I get what you mean about convenience, I have a boxed DVD version of Game of
Thrones, and I ended up using a download instead, mainly because I can't
handle the hum of my DVD drive! Laughable though that is. If however it was
very simple to rip the DVDS I might have gone that route.

I have loads of DVDS that feel almost obsolete. The quality of some of them is
just shocking. DVD menus, that forever loop and keep you up at night. The low
resolution and sound is crappy compared with HD. And the box get's in my way.
I feel a little cheated here.

I wouldn't want to go out and buy those DVDS in my collection again in a
format that will be obsolete in a year or two. If I have bought the right to
view them - shouldn't I be able to download improved versions?

I have a meager download allowance, and my connection speed is too slow for
streaming, so sadly I loose out to some of the subscription services that
would otherwise please me.

------
teilo
I know nothing of HBO's revenue numbers.

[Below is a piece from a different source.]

PR #134, opened 2018-01-20
Line Ending, white space, permission fixes.

rjhancock:


rjhancock:
Adding the execute bit as they were failing on OS X.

But I would predict this much: If HBO
Go were available as a standalone subscription, the number of copies of Game
of Thrones that are pirated would drop substantially, and HBO's overall
revenue would go _up_ , not down. If they offered a Game of Thrones only
option at a discount, their revenue would go _way_ up. Yes, armchair
quarterbacking, so take it for what it's worth.

I pay for my TV, but I'm a cable cutter. I pay for Netflix and Hulu Plus. I
pay for particular series on iTunes that I cannot get anywhere else. I will
not under any circumstances go back to cable or dish. Therefore I will not
ever be paying for HBO. But I would purchase an HBO Go subscription in a
heartbeat if I had the option. I have to think I represent a fairly
significant number of people in the same position.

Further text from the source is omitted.